Interestingly, by far the largest area of complaints against AustralianSuper is account administration, with the number of complaints over death benefit payments much smaller.
To be fair to AustralianSuper, it recognised the problems some time ago, undertaking a $120m investment in service improvements, including bringing more of its operations in-house which, it says, “require high care and empathy”.
It set up an in-house bereavement centre in 2024 with 75 dedicated case managers who handle death claims from start to finish.
The fund argues that the spike in complaints has been largely due to an increase in deaths and significant problems with staffing during the Covid pandemic, creating backlogs in processing.
Other larger funds have taken a different approach to handling member administration and insurance claims. ART has long handled its administration in-house, which is one of reasons for a lower level of complaints across the board.
Aware Super undertook a major program to bring its members into a new cloud-based system in a three-year process to bring its administration in house, ending a longstanding arrangement with Mercer.
ASIC’s move on AustralianSuper is the latest in a string of actions against super funds including fining Aware Super $20m for charging fees for no service, Westpac/BT $20m for incorrectly charging insurance commissions to members, Colonial First State $20m for misleading members, and action against construction industry fund Cbus last year for delays in handling death benefit claims.

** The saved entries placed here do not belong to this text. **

Issue #6310, opened 2025-06-06
Multiplatform geolocation and permissions


westnordost:
We need to implement access to the device's geolocation and asking user permission to do that also on iOS.

This could be implemented separately on iOS, wrapped behind a common `expect` interface. But it looks like this has already been done, so it looks like we could use 

- compass-geolocation
- compass-permissions

from  https://github.com/jordond/compass to replace current Android platform specific code.

westnordost:
Unfortunately, Compass depends on Google Play Services on Android, see https://github.com/jordond/compass/issues/385 . This means, we can not use it. Since the license allows it, we could copy&paste the parts from Compass we need and roll our own Android implementation, leaning on what we already have. It's not that much, after all.

Alternatively, we can hope that some API will be available in maplibre-compose (or another package under the maplibre umbrella) which we could use to 1. take care of asking for location permissions and 2. provides location updates. The hope is not unfounded, as some work regarding this has been going on, but I am not sure whether the scope of this API will be sufficient for our requirements.
In any case, already now it includes some Android and iOS code that registers for location updates (without the use of Google Play Services), so even if it may not be eligible in the end, we could copy&paste some stuff from there.

Right now, I'd say, we wait.

westnordost:
So, to document what are our requirements:

- Manage asking for precise location permissions (without necessarily immediately starting to track location). Including asking again when it was denied once.
- Knowing the current location state, i.e. permission denied, no location available, location services turned off by user etc.
- register to get location updates and unregister from it, as a callback or as a flow

Issue #6072, opened 2025-01-01
Migrate to Maplibre-Compose


westnordost:
[MapLibre Compose](https://github.com/sargunv/maplibre-compose/) is a library to directly use MapLibre in Compose Multiplatform. It is currently not stable yet, but it is in very active in development, so it may be soon ready for use.

Currently, we use MapLibre for Android.

As far as I've followed development, the following things are still missing from the library that we require, which is why it is currently marked as blocked:
- downloading tiles for offline use

Contribution to the linked library is much appreciated. Ecosystem: MapLibre, Android, iOS, JavaScript, Compose Multiplatform, Kotlin.

westnordost:
I think I will expedite this. I broke the compose preview tooling with #6292, rather than looking into how to properly configure it now, might as well replace the dependencies to use compose multiplatform.

westnordost:
So, I did this in #6295 but I still need to move all those composables over to `src/common` which might reveal more (hidden) dependencies. Anyway, this can happen step by step as the quest forms are migrated, so I am keeping this in progress but unassign myself.

pwbriggs:
FYI, Maplibre-Compose looks stuck—I don't see any activity for the last few months.

sargunv:
> FYI, Maplibre-Compose looks stuck—I don't see any activity for the last few months.

There's been some small activity, mainly bug fixes and getting past an upgrade blocker on the iOS side. But most of my time right now is going towards https://github.com/maplibre/maplibre-native-ffi, which I intend to be a dependency of MapLibre Compose, initially for the desktop target, and eventually for Android and iOS too, to eliminate a lot of the complexity and hacks currently in place to expose a common api over three differing SDKs over MapLibre Native.

PR #6352, opened 2025-06-17
Migrate to MapLibre compose

westnordost:
Implements #6072.

This will happen in three phases. **We are in phase 1.** It looks as if I added a lot of stuff, but about 1700 lines added is just moving the map resources around. In reality it is about 3600 lines added, 521 lines removed. 

### 1st phase

- Re-create the map with all its StreetComplete layers with maplibre-compose. `MainMap` composable.
- For testing, we can add a new screen in (e.g. the settings screen) in which the new map can be viewed. `ShowMapScreen`.
- The map on the main screen remains based on maplibre-native Android in this phase.
- There's a `MainMapViewModel` from which `MainMap` sources data and data updates.
- Data not sourced from that view model (e.g. because it is dependent on UI state which better is not part of the view model) is passed directly to the map composable
- Testing whether the map looks and behaves fine can happen here
- Completing this will require maplibre-compose support all features we need it to have. Currently missing is https://github.com/maplibre/maplibre-compose/issues/468 . We can already build towards a TBD API, but we can only actually test it once it is available

### 2nd phase

- Actually replace the map in the main view with the compose-based one.
- This includes recreating all functionality of `MapFragment` and `MainMapFragment` in compose / viewmodels
- Also, all the wiring and communication between the `MainScreen` and the then-`MainMap` need to be rewired
- this will ripple into some more simplifications in communication, hopefully. Maybe some viewmodels can be merged into one
- also, some things now in viewmodels should rather be moved into composable code as UI state better resides in compose while viewmodels should rather only handle access to and updates from persistent data
- managing offline map downloads latest need to happen in phase 2
- completing this will require #6310 to be done, or at least, the location updates etc. be wrapped behind an interface that'd be not implemented on iOS yet

### 3rd phase

- Remove everything that was used for the maplibre-native Android map


westnordost:
Current blockers:
- Not possible / very awkward to refer to images from composeResources dynamically. ETA for a better interface: 1-2 months 
- not possible to refer to local (font) resources in the base style. ETA for an interface that makes it possible: 0-1 months.

riQQ:
Ref
- maplibre/maplibre-compose#468

mnalis:
> - Not possible / very awkward to refer to images from composeResources dynamically. ETA for a better interface: 1-2 months
> - not possible to refer to local (font) resources in the base style. ETA for an interface that makes it possible: 0-1 months.

Out of curiosity, what is the plan on this issue / when it might be expected approximately / [NET](https://en.wiktionary.org/wiki/NET#Preposition) [^1]  ?  
[Asking for a friend](https://github.com/Helium314/SCEE/pull/864#issuecomment-3548232447) :smiley_cat: 

[^1]: Hopefully my intention won't be misinterpreted; I'm just curious, definitely not trying to force people to work on it faster or anything, but any way I try to write this it seems to come out as rude, demanding and impatient :sweat_smile:

westnordost:
Hm well, the ETA for the first point is basically unknown now. As you see in the linked issue, there is some discussion which I haven't been following.

Regarding point two, not sure, but I think this is possible now.

Helium314:
Ok, so doesn't look like it's going to arrive anytime soon, which was a major reason for me pausing.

In its most recent action AustralianSuper was fined $27m for failing to merge super accounts – the second-highest penalty for a super fund in the last five years.
Problems in the internal systems of super funds were highlighted by super industry think tank, The Conexus Institute, in a paper released in January.
It cited “underdeveloped operational infrastructure” as a major concern in its review.
“Failures in member servicing – as highlighted by regulators and media – stand as an indication that something is not quite right somewhere in the system,” the report says. “We suspect this may reflect issues with the systems, processing and staffing on the operational side, particularly in relation to member administration.
“The likely root cause is that super is transitioning quickly from something of a cottage industry into a major financial sector but is struggling with legacy systems and processes.”
It says “there is a need for both the authorities and super funds boards to get to the heart of the matter and identify required actions”.
Meanwhile APRA has also been moving to raise the standard of super fund trustees, arguing that the funds these days are so large they need a new generation of much more skilled trustees.
Some industry funds have boards of well meaning representatives from the employer and the union movement who lack direct expertise in financial management.
Recent announcements from APRA about proposed new governance standards for super funds, including raising minimum standards for directors, requiring consultation with APRA over potential appointments and setting a lifetime tenure of 10 years for non-executive directors, have raised the ire of the ACTU.
It has criticised APRA for “straying far beyond its purpose as a regulator”, with the proposals, seeking to “all but run” the funds.
It criticised the proposals as involving “an unprecedented character assessment of potential directors which is not present across other corporate director requirements”.
The super fund sector has been congratulating itself on its success for a long time, but the fact is that it is going to have to spend up to invest in member services.
This will accelerate pressure for more consolidation in the sector as well as increasing cost levels on what were once low cost industry funds.
Longo has the sector in his sights and there is a lot more pressure to come as he puts the focus on member service.